The provision of identification services will be subject to specific limitations imposed by the internal rules implemented by the financial institution which requires the externalization of its employees and clients’ identification services.
For the purposes of this section we have assumed that ”identification services” concept refer to ”authentication procedures” provided by IT service providers for the benefit of financial institutions to secure their employees and clients’ authentication.
In essence, the provision of ”authentication procedures” does not trigger specific authorisations/licences for the service providers in Romania.
Whereas the provision of ”identification services” may entail in certain cases the processing of personal data, FinTechs will be subject to the data protection rules .
An overview of the obligations incumbent on the service providers may not be accurately provided.

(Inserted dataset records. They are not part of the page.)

PR #961, opened 2026-08-30
Post-Phase-F: report scaffold fixes, golden hygiene, five language cases captured (core coverage 100%)

dynamics365ninja:
Closes the three items Phase F (#959) found on the VM and left open in the report
generator, tidies what that change owns in the golden catalog, and authors the five
eval cases the closure queue had been asking for.

## Generator (evidence: `eval/corpus/runs/2026-08-30T04+`)

- **EDT suggestion is model-aware.** `resolveBestEdt` takes an optional context: a
  field of that name already in the target model wins outright, and a candidate that
  is another model's prefix glued onto the field name is demoted below the name
  heuristic. That is what made a bare `fieldsHint` pick `PlCorrNoteId` (un-migrated,
  `BPErrorEDTNotMigrated`), `smmSubject` and `ReqGroupId`. Opt-in, so callers that
  name no model behave exactly as before. Demoting foreign prefixes exposed a second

Depending on the services envisaged to be performed by the service providers, a case by case analysis should be carried out in order to decide the particular regulatory framework incumbent on FinTechs (and specific obligations).
By way of background, providers of electronic signature may be subject to different rules depending on the territory they obtained the right to provide electronic signatures. The providers of electronic signatures established in the European Union may provide their services in line with the relevant bilateral EU Agreement concluded between Romanian, EU community and EU member states. On the contrary, providers of electronic signatures established in third countries (outside EU) may provide their services in Romania in limited circumstances (e.g. if such provider was accredited by the Romanian competent authority).
We have not identified relevant public official statistics regarding these subject matters.